■ Your assignment ■
Below is a listing; restate from it, character for character, the lines beginning at the line holding "PR #487, opened 2021-04-01" and ending at the line holding "I added a link", both included.

■ Excerpted data ■
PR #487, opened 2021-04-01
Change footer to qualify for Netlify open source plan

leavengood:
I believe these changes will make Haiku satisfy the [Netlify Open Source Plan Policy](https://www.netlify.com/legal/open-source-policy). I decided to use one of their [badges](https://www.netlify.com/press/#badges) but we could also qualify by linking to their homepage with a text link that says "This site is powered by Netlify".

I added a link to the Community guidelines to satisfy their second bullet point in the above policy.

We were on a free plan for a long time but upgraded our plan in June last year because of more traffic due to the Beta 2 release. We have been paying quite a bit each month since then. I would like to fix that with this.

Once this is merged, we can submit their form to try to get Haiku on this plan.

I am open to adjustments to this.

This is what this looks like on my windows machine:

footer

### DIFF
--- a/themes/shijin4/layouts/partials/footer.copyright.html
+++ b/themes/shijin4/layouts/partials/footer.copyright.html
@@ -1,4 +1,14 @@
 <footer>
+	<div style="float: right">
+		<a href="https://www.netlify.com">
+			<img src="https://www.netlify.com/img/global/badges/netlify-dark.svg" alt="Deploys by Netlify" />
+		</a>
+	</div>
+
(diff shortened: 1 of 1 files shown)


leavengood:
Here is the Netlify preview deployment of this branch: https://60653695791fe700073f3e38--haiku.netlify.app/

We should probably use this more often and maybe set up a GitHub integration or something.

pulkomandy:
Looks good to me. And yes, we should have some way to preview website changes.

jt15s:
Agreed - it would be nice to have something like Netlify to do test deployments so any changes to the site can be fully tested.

---

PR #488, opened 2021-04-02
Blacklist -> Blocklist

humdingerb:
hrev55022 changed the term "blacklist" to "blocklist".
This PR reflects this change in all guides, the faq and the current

* * *

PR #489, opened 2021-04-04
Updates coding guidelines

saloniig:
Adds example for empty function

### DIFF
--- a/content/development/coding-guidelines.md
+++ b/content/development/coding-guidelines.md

■ Exercise solution ■
PR #487, opened 2021-04-01
Change footer to qualify for Netlify open source plan

leavengood:
I believe these changes will make Haiku satisfy the [Netlify Open Source Plan Policy](https://www.netlify.com/legal/open-source-policy). I decided to use one of their [badges](https://www.netlify.com/press/#badges) but we could also qualify by linking to their homepage with a text link that says "This site is powered by Netlify".

I added a link to the Community guidelines to satisfy their second bullet point in the above policy.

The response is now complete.